And thank you. Theses are things I am looking for. I do have high end lights along with a strobe flash, but no one has every really taught me how to set them up properly. The guy that worked at the store was not the most helpful person and my friend who is a photographer has not had much time to assist me. I am doing the best I can with the knowledge I have. I think with 2 continious lights and a strobe flash i should be set on lighting. as for keeping the entire image crisp and sharp, I don't know what to do. I focus around the eye because that is what I have been taught in all my years of classes. I try and shoot mostly at iso 100 but sometimes i cant help it. shutter speed varies but I try and keep the apature close to f4 as to blur the background effectively. 

Hopefully now with a little idea about how I shoot, this will start to uncover same basic flaws.


----------



## vtf (Mar 22, 2011)

MotionlessMemories said:


> Alright I like that idea. Thank you


 
To answer your question as far as the slow times I'm thinking that maybe you have to pursue repeat business. If you do senior portraits are you also offering family shots with the family a few weeks, months later. Are you calling your past clients and pushing additional portraits. You might consider freelancing for sports or school photography jobs. Right now there is a huge list of help wanted on craig's list.
Lastly is you quality affecting your return business. Doesnt hurt to call past clients and ask how they felt about the session and photo's they receive and offer discounts on future portraits.
I assure you if you post a few you will get good feed back, you will also get an honest feel how your peers see your images. Your images will improve if you work on the good suggestions.
Good Luck. :thumbup:


----------



## o hey tyler (Mar 22, 2011)

MotionlessMemories said:


> And thank you. Theses are things I am looking for. I do have high end lights along with a strobe flash, but no one has every really taught me how to set them up properly. The guy that worked at the store was not the most helpful person and my friend who is a photographer has not had much time to assist me. I am doing the best I can with the knowledge I have. I think with 2 continious lights and a strobe flash i should be set on lighting. as for keeping the entire image crisp and sharp, I don't know what to do. I focus around the eye because that is what I have been taught in all my years of classes. I try and shoot mostly at iso 100 but sometimes i cant help it. shutter speed varies but I try and keep the apature close to f4 as to blur the background effectively.
> 
> Hopefully now with a little idea about how I shoot, this will start to uncover same basic flaws.


 
One thing that you need to understand when shooting with flashed or 'strobed' light is that your shutter speed ONLY effects your AMBIENT light exposure. Meaning, you can shoot on 1/40s @ f/4 ISO 100 and expose for your continuous lights, but if your strobe is firing too, and you increase your shutter speed you will see that the strobe is still staying at a consistent exposure while your continuous lights drop in exposure. 
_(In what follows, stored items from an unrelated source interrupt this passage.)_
PR #1123, opened 2024-05-22
Use constants for VBlank handlers

Rangi42:
Note that some constants would be different in G/S.

### DIFF
--- a/constants/wram_constants.asm
+++ b/constants/wram_constants.asm
@@ -324,3 +324,16 @@ DEF DAYCARELADY_ACTIVE_F         EQU 7
 	const UNLOCKED_UNOWNS_S_TO_W_F
 	const UNLOCKED_UNOWNS_X_TO_Z_F
 DEF NUM_UNLOCKED_UNOWN_SETS EQU const_value
+
+; hVBlank::
+; VBlankHandlers indexes (see home/vblank.asm)
+	const_def
+	const VBLANK_NORMAL       ; 0
+	const VBLANK_CUTSCENE     ; 1
+	const VBLANK_SOUND_ONLY   ; 2
+	const VBLANK_CUTSCENE_CGB ; 3
+	const VBLANK_SERIAL       ; 4
+	const VBLANK_CREDITS      ; 5
+	const VBLANK_DMA_TRANSFER ; 6
+	const VBLANK_UNUSED       ; 7
+DEF NUM_VBLANK_HANDLERS EQU const_value
--- a/engine/battle_anims/anim_commands.asm
+++ b/engine/battle_anims/anim_commands.asm
@@ -24,11 +24,11 @@ _PlayBattleAnim:
 	call BattleAnimRequestPals
 	call BattleAnimDelayFrame
 
-	ld c, 1
+	ld c, VBLANK_CUTSCENE
 	ldh a, [rKEY1]
 	bit 7, a ; check CGB double speed mode
 	jr nz, .got_speed
-	ld c, 3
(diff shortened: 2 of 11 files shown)


mid-kid:
Looks great!

constants/wram_constants.asm
```diff
@@ -324,3 +324,16 @@ DEF DAYCARELADY_ACTIVE_F         EQU 7
 	const UNLOCKED_UNOWNS_S_TO_W_F
 	const UNLOCKED_UNOWNS_X_TO_Z_F
 DEF NUM_UNLOCKED_UNOWN_SETS EQU const_value
+
+; hVBlank::
```
vulcandth, line 328: I wouldn't in this PR, but similarly how `macros/wram.asm` was renamed to `macros/ram.asm` we should probably rename this file to `constants/ram_constants.asm` if its going to hold constants used by hram.

home/vblank.asm
```diff
@@ -34,17 +34,20 @@ VBlank::
...
-	dw VBlank1
-	dw VBlank2
-	dw VBlank3
-	dw VBlank4
-	dw VBlank5
-	dw VBlank6
-	dw VBlank0 ; just in case
-
-VBlank0::
+VBlankHandlers:
```
vulcandth, line 37: Question; if the pointer table is not really being referenced elsewhere and is located directly after the routine that uses it, should it remain as a local label? Not sure if we have enforced any precedence on this. Just curious on your thoughts.

engine/battle_anims/anim_commands.asm
```diff
@@ -24,11 +24,11 @@ _PlayBattleAnim:
...
 
-	ld c, 1
+	ld c, VBLANK_CUTSCENE
 	ldh a, [rKEY1]
 	bit 7, a ; check CGB double speed mode
 	jr nz, .got_speed
-	ld c, 3
+	ld c, VBLANK_CUTSCENE_CGB
 
 .got_speed
```
vulcandth, line 33: This is not really a CGB check... Its a double speed check. So it wouldn't be accurate imo to call it VBLANK_CUTSCENE_CGB.

Furthermore, I think you got this backwards, unless i'm reading it wrong...

if bit 7 of rKEY1 is set (Double-speed mode), then we set `c` to `1`.

If bit 7 of rKEY1 is not set (Single Speed), then we set `c` to `3`.

vulcandth (changes requested):

home/vblank.asm
Rangi42: I think it's fine. There aren't many single-colon labels in home/, but there are some, so we don't have an absolute convention of "export every home label" (and probably can/should make more of them local, to be explicit about what *does* get referenced by ROMX).

engine/battle_anims/anim_commands.asm
Rangi42: The thing is, vblank handler 3 was unused in DMG-supporting G/S, but Crystal repurposes it to call `ForceUpdateCGBPals` if `[hCGBPalUpdate]` is true. Without reference to which code happens to use that handler, I think "CGB cutscene" makes sense for it.

(Compare with `VBLANK_SERIAL`, which is only used by the printer and could be called `VBLANK_PRINTER`, but what actually distinguishes it is calling `AskSerial`.)

(Compare also with `VBLANK_CREDITS`, which IMO is specifically tuned to the credits -- e.g. only updating SCX but not SCY.)

constants/wram_constants.asm
Rangi42: To do in a subsequent PR!

PR #1126, opened 2024-06-12
Add a section "How do I find absolute ROM offsets?" to the FAQ.md

risingPhil:
I saw in the discord that you'd be happy to accept documentation improvements.

So I'm doing this to describe what I learnt in the past few days and make it easier for others :)

I hope you're okay with this.

### DIFF
--- a/FAQ.md
+++ b/FAQ.md
@@ -16,6 +16,7 @@
   - ["Syntax error"](#syntax-error)
 - [How do I edit maps?](#how-do-i-edit-maps)
 - [How do I edit the colors of an image?](#how-do-i-edit-the-colors-of-an-image)
+- [How do I find absolute ROM offsets?](#how-do-i-find-absolute-ROM-offsets)
 - [How do I write new features?](#how-do-i-write-new-features)
 - [How do I share code on Discord?](#how-do-i-share-code-on-discord)
 - [I need more help!](#i-need-more-help)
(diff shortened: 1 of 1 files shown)


FAQ.md
```diff
@@ -85,6 +86,24 @@ Some image `.png` files are grayscale. This indicates that even though these ima
 
 It really depends on what image you're trying to change the colors of, where these colors are specified. Try looking for related files or `.pal` files.
 
+## How do I find absolute ROM offsets?
+When building external tools, it is usually necessary to know where the data you need is stored.
```
Rangi42, line 90: Have you been building tools that directly modify the ROM? You may want to be modifying the source files instead; this is what [Polished Map](https://github.com/Rangi42/polished-map), [Crystal Tracker](https://github.com/dannye/crystal-tracker), and [Tilemap Studio](https://github.com/Rangi42/tilemap-studio) do (as well as various Python scripts in the tools folder).

FAQ.md
```diff
@@ -85,6 +86,24 @@ Some image `.png` files are grayscale. This indicates that even though these ima
...
 It really depends on what image you're trying to change the colors of, where these colors are specified. Try looking for related files or `.pal` files.
 
+## How do I find absolute ROM offsets?
+When building external tools, it is usually necessary to know where the data you need is stored. 
+
+The first step is to browse the directories of the project and check files that look related to what you're looking for.
+
+Once you've found what you need there, you'll likely end up finding a name in one of the .asm files (example: PokemonPicPointers)
+
+Now it's time to look at the `pokecrystal.map` file. You'll get this file after building the project with `make`. Search the name you found earlier in this file to find a hexadecimal offset. Wait! You're not done yet!
```
Rangi42, line 96: The .sym file would be easier to work with for this use case.

To find the absolute offset of a label like `BaseData`, you just find the line for that label in pokecrystal.sym; in this case it's `14:5424 BaseData`. Then calculate `offset = (bank * $4000) + (address - $4000)`; in this case it's `($14 * $4000) + ($5424 - $4000) = $51424`.

(I changed your example because having the address be $4000 is confusing with the constant $4000s.)

FAQ.md
```diff
@@ -85,6 +86,24 @@ Some image `.png` files are grayscale. This indicates that even though these ima
 
 It really depends on what image you're trying to change the colors of, where these colors are specified. Try looking for related files or `.pal` files.
 
+## How do I find absolute ROM offsets?
+When building external tools, it is usually necessary to know where the data you need is stored. 
+
+The first step is to browse the directories of the project and check files that look related to what you're looking for.
```
Rangi42, line 92: A guide written at this level is probably more appropriate for a [wiki](https://github.com/pret/pokecrystal/wiki/Tutorials) page. You'd also have more immediate control that way, not needing a PR process to get your writing out there.

FAQ.md
Rangi42: No problem, just recommending .sym instead of .map since the bank and address are together on the same line. (Also some projects don't output all the symbols in the .map file, only the section names.)

Rangi42: Btw, be aware of the [`symbols` branch](https://github.com/pret/pokecrystal/tree/symbols) that makes the .sym and .map files available online without building yourself.

Rangi42:
Nice! You may also be interested in [how cheat codes work](https://github.com/pret/pokecrystal/wiki/Discovering-GameShark-cheat-codes).

PR #1132, opened 2024-07-28
Rename Bill's brother to Bill's older sister

metallicity:
I noticed that NPC attached to `BillsBrotherScript` had a sprite of `SPRITE_POKEFAN_F`, and wondered if the labels here were maybe incorrect. While I couldn't find anything beyond the sprite itself that seemed particularly definitive, the same house in HGSS also used a similar sprite, and [Bulbapedia](https://bulbapedia.bulbagarden.net/wiki/Bill) currently describes Bill as having two sisters (rather than a sister and a brother), so I went ahead and wrote up a commit for all the related renames.

Bill having two sisters does introduce some potential for naming collisions (i.e., `BillsSisterScript`), so I used `BillsYoungerSister` and `BillsOlderSister` to avoid this. The Goldenrod NPC being younger than Bill is perhaps a bit more clear from the in-game text/sprites, but Brent's phone gossip script about ["Bill's younger sister"](https://github.com/pret/pokecrystal/blob/9ae05312d6c039902d885de98d49407ffe3a3c79/data/phone/text/brent_caller.asm#L104) would technically be ambiguous if both were younger than Bill, and regardless the Fuchsia NPC would be the older of Bill's two sisters.


vulcandth:
Just wanted to leave a comment, that we haven't forgotten about this, but have been a bit busy with some life and other projects. I'll need to review your references and look over everything; hopefully have an update for you this weekend. Thank you for the contribution regardless 😄

PR #1141, opened 2024-09-21
Rename `dt` and `dd` to `bigdt` and `bigdd`

Rangi42:
This makes their big-endianness obvious and matches `bigdw`


vulcandth (approved):
Looks good to me.

PR #1153, opened 2024-11-29
Identify more bit flags

Rangi42:
Based on https://github.com/pret/pokegold/pull/120. Many mobile-related bits are still unidentified, but the rest should be on par with pokegold.


vulcandth (approved):
Looks good for a sync with pokegold's PR. The rest of the mobile stuff will come eventually in future PR's. Thanks!!!

PR #601, opened 2021-12-10
impl Stream on Subscription and tweak built-in next() method to align

jsdw:
Adds a `Stream` impl on the `Subscription` type, and tweaks the type signatuer of the built-in `next()` method to be identical (and make it use the Stream impl).

Really, the only reason to have a built-in `next()` method now is to avoid needing to import `StreamExt`, but I think that's a perfectly good reason to keep it, and if the type sig is identical it hopefully won't lead to much confusion :)

### DIFF
--- a/types/src/client.rs
+++ b/types/src/client.rs
@@ -167,8 +167,8 @@ where
 	Notif: DeserializeOwned,
 {
 	/// Returns the next notification from the stream.
-	/// This may return `None` if the subscription has been terminated.
-	/// This may happen if the channel becomes full or is dropped.
+	/// This may return `None` if the subscription has been terminated,
+	/// which may happen if the channel becomes full or is dropped.
 	pub async fn next(&mut self) -> Option<Result<Notif, Error>> {
 		StreamExt::next(self).await
 	}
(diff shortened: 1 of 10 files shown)


types/src/client.rs
```diff
@@ -157,17 +167,26 @@ where
...
+}
+
+impl<Notif> Stream for Subscription<Notif>
+where
+	Notif: DeserializeOwned,
+{
+	type Item = Result<Notif, Error>;
+	fn poll_next(mut self: Pin<&mut Self>, cx: &mut task::Context<'_>) -> task::Poll<Option<Self::Item>> {
+		let n = futures_util::ready!(self.notifs_rx.poll_next_unpin(cx));
+		let res = n.and_then(|n| match serde_json::from_value::<NotifResponse<Notif>>(n) {
```
niklasad1, line 184: does `map` work here?

I don't mind but clippy doesn't like `and_then` here...

niklasad1 (approved):

maciejhirsz (approved):
Nice, looks pretty clean too!

types/src/client.rs
jsdw: Ooh good point! I thought I needed `and_then` but then didn't realise that I then surrounded all of the result arms in `Some` :)

Issue #599, opened 2021-12-09
Add a way to customize `SubscriptionId` generation


librelois:
I started to migrate the codebase of [frontier](https://github.com/paritytech/frontier) on jsonrpsee based on the branch `polkadot-jsonrpsee-v0.9.13` and I notice that jsonrpsee lacks an essential feature that makes it impossible to use it in frontier: the possibility to customize the way to generate `SubscriptionId`.

Indeed, frontier must reproduce the ethereum RPC api with accuracy, this includes providing SubscriptionId in string form with 16 bytes in hexadecimal representation prefixed by `"0x"`.

Frontier currently uses jsonrpc, which allows custom generation of subscription ids with the `with_id_provider` function: https://github.com/paritytech/jsonrpc/blob/609d7a6cc160742d035510fa89fb424ccf077660/pubsub/src/manager.rs#L154

niklasad1:
fair enough then, we should support this.

//cc @maciejhirsz 

Should we simply have another param to `register_subscription` that takes a closure that generates a `String` or `u64`?
However, it will be hard to solve "nice" in the proc macro... I guess

Thoughts?

maciejhirsz:
Do we need to touch proc macros with this? I'd think this is more of a server config stuff. And yeah, a closure (generator) that yields a new `SubscriptionId` should suffice.

niklasad1:
`SubscriptionId` generator is in the `RpcModule` so it's not possible to make this configuration based on the server itself. However, we could include it the `callback closure` similar to what we did for `MaxPayloadSize a.k.a MethodSink` that should work then no proc macro stuff needs changing....

any other ideas?

niklasad1:
Closed by #604

PR #604, opened 2021-12-13
feat: server configurable subscriptionID

niklasad1:
Closing #599


types/src/error.rs
```diff
@@ -183,13 +185,14 @@ impl Error {
 #[derive(Deserialize, Serialize, Debug, PartialEq)]
 pub struct SubscriptionClosedError {
 	subscription_closed: String,
-	id: u64,
+	// TODO: #[serde(borrow)]..
```
niklasad1, line 188: //cc @maciejhirsz 

I have lifetimes issues with serde, ideally we should have `SubscriptionId<'a>` here but that forces us to change the NotifResponse to 

```
#[derive(Debug, Deserialize, Serialize)]
#[serde(untagged)]
enum NotifResponse<'a, Notif> {
	Ok(Notif),
	#[serde(borrow)]..
	Err(SubscriptionClosedError<'a>),
}
```
which brakes this:

```rust
impl<Notif> Stream for Subscription<Notif>
where
	Notif: DeserializeOwned,
{
	type Item = Result<Notif, Error>;
	fn poll_next(mut self: Pin<&mut Self>, cx: &mut task::Context<'_>) -> task::Poll<Option<Self::Item>> {
		let n: Option<serde_json::Value> = futures_util::ready!(self.notifs_rx.poll_next_unpin(cx));
		let res = n.map(|n| match serde_json::from_value::<NotifResponse<Notif>>(n) {
			Ok(NotifResponse::Ok(parsed)) => Ok(parsed),
			Ok(NotifResponse::Err(e)) => Err(Error::SubscriptionClosed(e)),
			Err(e) => Err(Error::ParseError(e)),
		});
		task::Poll::Ready(res)
	}
}
```

most likely because of `DeserializedOwned` because the clients send `serde_json::Value` back and forth it doesn't work, any ideas?

ws-server/src/server.rs
```diff
@@ -504,17 +529,29 @@ impl Default for Settings {
 	}
 }
 
+//#[derive(Debug)]
```
niklasad1, line 532:
```suggestion
```

dvdplm (approved):

PR #611, opened 2021-12-14
Better error messages for method arguments ignored with a `_`

### LINKED ISSUE #609: [proc_macros]: `_` as ident doesn't work
```
use jsonrpsee_proc_macros::rpc;
use bytes::Bytes;

#[rpc(server)]
pub trait ARpc {

    #[method(name = "a")]
    async fn a(&self, _: Bytes);
}
```
will report:
```
error: custom attribute panicked
   |
14 | #[rpc(server)]
   | ^^^^^^^^^^^^^^
   |
   = help: message: Identifier in signature must be an ident
```

dvdplm:
Fixes #609

### DIFF
--- a/proc-macros/src/rpc_macro.rs
+++ b/proc-macros/src/rpc_macro.rs
@@ -71,9 +71,8 @@ impl RpcMethod {
 			None => quote!(),
 		};
 
-		let span = sig.span();
 		if blocking && sig.asyncness.is_some() {
-			return Err(syn::Error::new(span, "Blocking method must be synchronous"));
+			return Err(syn::Error::new(sig.span(), "Blocking method must be synchronous"));
 		}
 
 		let params: Vec<_> = sig
@@ -88,7 +87,7 @@ impl RpcMethod {
 						"Method argument names must be valid Rust identifiers; got `_` instead",
 					))),
 					_ => Some(Err(syn::Error::new(
-						span,
+						arg.span(),
 						format!("Unexpected method signature input; got {:?} ", *arg.pat),
 					))),
 				},
--- a/proc-macros/src/rpc_macro.rs
+++ b/proc-macros/src/rpc_macro.rs
@@ -93,7 +93,7 @@ impl RpcMethod {
 					))),
 				},
 			})
-			.collect::<Result<Vec<_>, _>>()?;
+			.collect::<Result<_, _>>()?;
 
 		let returns = match sig.output {
 			syn::ReturnType::Default => None,
--- a/proc-macros/src/rpc_macro.rs
+++ b/proc-macros/src/rpc_macro.rs
@@ -71,8 +71,9 @@ impl RpcMethod {
 			None => quote!(),
 		};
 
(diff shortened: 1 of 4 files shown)


proc-macros/src/rpc_macro.rs
```diff
@@ -81,11 +82,18 @@ impl RpcMethod {
 			.filter_map(|arg| match arg {
 				syn::FnArg::Receiver(_) => None,
 				syn::FnArg::Typed(arg) => match *arg.pat {
-					syn::Pat::Ident(name) => Some((name, *arg.ty)),
-					_ => panic!("Identifier in signature must be an ident"),
+					syn::Pat::Ident(name) => Some(Ok((name, *arg.ty))),
+					syn::Pat::Wild(_) => Some(Err(syn::Error::new(
+						span,
+						"Method argument names must be a valid Rust identifiers; got `_` instead",
```
TarikGul, line 88: Not sure what the correct verbage would be in order to correctly express the error behind the syntax, but it sounds like to me it would be either:

"be a valid Rust identifier"

or

"be valid Rust identifiers"

dvdplm: ty! :)

niklasad1 (approved):
LGTM,

I had no idea that `_` isn't a valid rust identifier.

proc-macros/src/rpc_macro.rs
```diff
@@ -81,11 +82,18 @@ impl RpcMethod {
...
+						"Method argument names must be valid Rust identifiers; got `_` instead",
+					))),
+					_ => Some(Err(syn::Error::new(
+						span,
+						format!("Unexpected method signature input; got {:?} ", *arg.pat),
+					))),
 				},
 			})
-			.collect();
+			.collect::<Result<Vec<_>, _>>()?;
```
maciejhirsz, line 96:
```suggestion
			.collect::<Result<_, _>>()?;
```

Or remove `Vec<_>` on line 79.

proc-macros/src/rpc_macro.rs
```diff
@@ -81,11 +82,18 @@ impl RpcMethod {
 			.filter_map(|arg| match arg {
 				syn::FnArg::Receiver(_) => None,
 				syn::FnArg::Typed(arg) => match *arg.pat {
-					syn::Pat::Ident(name) => Some((name, *arg.ty)),
-					_ => panic!("Identifier in signature must be an ident"),
+					syn::Pat::Ident(name) => Some(Ok((name, *arg.ty))),
+					syn::Pat::Wild(_) => Some(Err(syn::Error::new(
+						span,
```
maciejhirsz, line 87: Couldn't we get the span for the token itself here so the highlight actually shows what the problem is?

maciejhirsz (approved):
Looks good, minor nits.

proc-macros/src/rpc_macro.rs
dvdplm: Absolutely, fixed.

PR #612, opened 2021-12-14
refactor `SubscriptionClosed`

niklasad1:
I noticed that we "trying" to sending "close messages" on subscriptions
that already has been terminated by the client which is unnecessary.

Moreover, this introduces `fn is_closed` to check whether a given
channel is closed without having to try send an actual message on the channel.

Also it would help me to fix #604

### DIFF
--- a/types/src/error.rs
+++ b/types/src/error.rs
@@ -129,7 +129,7 @@ pub enum Error {
 	SubscriptionNameConflict(String),
 	/// Subscription got closed.
 	#[error("Subscription closed: {0:?}")]
-	SubscriptionClosed(SubscriptionClosedError),
+	SubscriptionClosed(SubscriptionClosed),
 	/// Request timeout
 	#[error("Request timeout")]
 	RequestTimeout,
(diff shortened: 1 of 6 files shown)


types/src/error.rs
```diff
@@ -177,32 +177,44 @@ impl Error {
...
+	/// Get the close reason.
+	pub fn close_reason(&self) -> &SubscriptionClosedReason {
+		&self.subscription_closed
 	}
 }
 
+/// A type to represent when a subscription gets closed
+/// by either the server or client side.
+#[derive(Deserialize, Serialize, Debug, PartialEq)]
+pub enum SubscriptionClosedReason {
```
niklasad1, line 209: I removed the subscription ID from here because `SubscriptionSink` inserts in the subid in the message anyway.

maciejhirsz (approved):
Good catch!

types/src/error.rs
```diff
@@ -177,32 +177,44 @@ impl Error {
...
+	fn from(kind: SubscriptionClosedReason) -> Self {
+		Self::new(kind)
 	}
+}
 
-	/// Get the reason why the subscription was closed.
-	pub fn close_reason(&self) -> &str {
-		&self.subscription_closed
+impl SubscriptionClosed {
+	/// Create a new subscription message.
```
dvdplm, line 195: This seems like it belongs somewhere else?

types/src/error.rs
```diff
@@ -177,32 +177,44 @@ impl Error {
...
-/// Error type with a special `subscription_closed` field to detect that
+/// A type with a special `subscription_closed` field to detect that
 /// a subscription has been closed to distinguish valid items produced
 /// by the server on the subscription stream from an error.
 #[derive(Deserialize, Serialize, Debug, PartialEq)]
-pub struct SubscriptionClosedError {
-	subscription_closed: String,
-	id: u64,
+pub struct SubscriptionClosed {
+	subscription_closed: SubscriptionClosedReason,
```
dvdplm, line 185:
```suggestion
	reason: SubscriptionClosedReason,
```

…maybe?

types/src/error.rs
dvdplm: That's fine; do we have a test somewhere that asserts that the ID is still available?

types/src/error.rs
```diff
@@ -177,32 +177,44 @@ impl Error {
...
+/// A type to represent when a subscription gets closed
+/// by either the server or client side.
+#[derive(Deserialize, Serialize, Debug, PartialEq)]
+pub enum SubscriptionClosedReason {
+	/// The subscription was closed by calling the unsubscribe method.
+	Unsubscribed,
+	/// The client closed the connection.
+	ConnectionReset,
+	/// The server closed the subscription.
+	Server(String),
```
dvdplm, line 215: Would be good to document what information the `String` carries here.

dvdplm (approved):
Nice

types/src/error.rs
niklasad1: Sure, we got the [SubscriptionSink::close](https://github.com/paritytech/jsonrpsee/blob/master/utils/src/server/rpc_module.rs#L807) where one can add the reason why a subscription was closed on the server-side.

types/src/error.rs
niklasad1: it will break compatibility with clients on older versions, worth it?

types/src/error.rs
```diff
@@ -177,32 +177,44 @@ impl Error {
...
 
+/// A type to represent when a subscription gets closed
+/// by either the server or client side.
+#[derive(Deserialize, Serialize, Debug, PartialEq)]
+pub enum SubscriptionClosedReason {
+	/// The subscription was closed by calling the unsubscribe method.
+	Unsubscribed,
+	/// The client closed the connection.
+	ConnectionReset,
+	/// The server closed the subscription.
```
dvdplm, line 214:
```suggestion
	/// The server closed the subscription, providing a description of the reason as a `String`.
```

types/src/error.rs
niklasad1: we do test this in the `integration tests` and `RpcModule::subscribe` tests because it's required that the response is a `SubscriptionResponse` i.e, has a field `subscription` where the `sub id` is provided.

If that is missing such as "ordinary notification without subscription field` it would not be decoded by the client

types/src/error.rs
niklasad1: yeah, let's do it then :)

types/src/error.rs
```diff
@@ -177,32 +177,47 @@ impl Error {
...
-		self.id
+	/// Get the close reason.
+	pub fn close_reason(&self) -> &SubscriptionClosedReason {
+		&self.reason
 	}
 }
 
+/// A type to represent when a subscription gets closed
+/// by either the server or client side.
+#[derive(Deserialize, Serialize, Debug, PartialEq)]
```
niklasad1, line 211: //cc @maciejhirsz @dvdplm  as we already changed `close_reason` -> `reason`

should have some obscure `#[serde(tag = "_secret_tag")]` such that the type get mixed up with a something else?

niklasad1: right, I think `tag doesn't` work on new type pattern nvm i.e, Server(String)

PR #617, opened 2021-12-21
[ci] add check-benchmark job

alvicsam:
The pr adds additional job, that checks current benchmark result and compares is with the previous one. If difference between results is more than threshold then a GitHub issue is created ([Example](https://github.com/tripleightech/gl-gh-test/issues/24))

Threshold can be set in pipeline, default is 20%

The checking script can be found [here](https://github.com/paritytech/scripts/tree/master/dockerfiles/benchmarks)

Closes https://github.com/paritytech/ci_cd/issues/275

### DIFF
--- a/.gitlab-ci.yml
+++ b/.gitlab-ci.yml
@@ -11,6 +11,7 @@ stages:
   - lint
   - test
   - benchmark
+  - check_benchmark
   - publish
 
 variables:                         &default-vars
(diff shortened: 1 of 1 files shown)


niklasad1 (approved):
great, LGTM

radupopa2010 (approved):

PR #625, opened 2021-12-22
fix jsonrpsee: feature renamed `client` -> `async-client`

niklasad1:


jsonrpsee/Cargo.toml
```diff
@@ -24,7 +24,7 @@ jsonrpsee-types = { path = "../types", version = "0.6.1", package = "jsonrpsee-t
 [features]
 client-ws-transport = ["jsonrpsee-client-transport/ws", "jsonrpsee-client-transport/tls"]
 client-ws-transport-no-tls = ["jsonrpsee-client-transport/ws"]
-core-client = ["jsonrpsee-core/client"]
+core-client = ["jsonrpsee-core/async-client"]
```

To control the output of your strobe you can adjust your aperture, which will also change your ambient exposure. If you could get a softbox of a shoot through umbrella for your flash, and chose to only slightly expose for your continuous lights, you'd be in better shape.  I am willing to bet that your continuous lights have a different WB than your flash, but I could be wrong.


----------



## e.rose (Mar 22, 2011)

MotionlessMemories said:


> And thank you. Theses are things I am looking for. I do have high end lights along with a strobe flash, but no one has every really taught me how to set them up properly. The guy that worked at the store was not the most helpful person and my friend who is a photographer has not had much time to assist me.


 
There are many of us here who haven't taken classes, haven't been "taught" by anyone how to set *anything* up, and don't have photographer friends.

Don't make excuses.

I'm not trying to be mean, I'm just saying...

There is a *wealth* of information to be had.  There are books... bookstores, libraries, amazon.com, half.com, are a couple of places to check out.  There are online forums ::motions around:: Ta-da!  There's Google which will point you to just about anything... there are youtube tutorials...

If you sit around waiting for specific classes to show you things before you try them, or sit around waiting for the guy at the store (who is, depending on where you go, probably not very knowledgeable himself), or your photographer friends (who are probably too busy with their own ventures to be at your ever beck and call), you're not going to get very far.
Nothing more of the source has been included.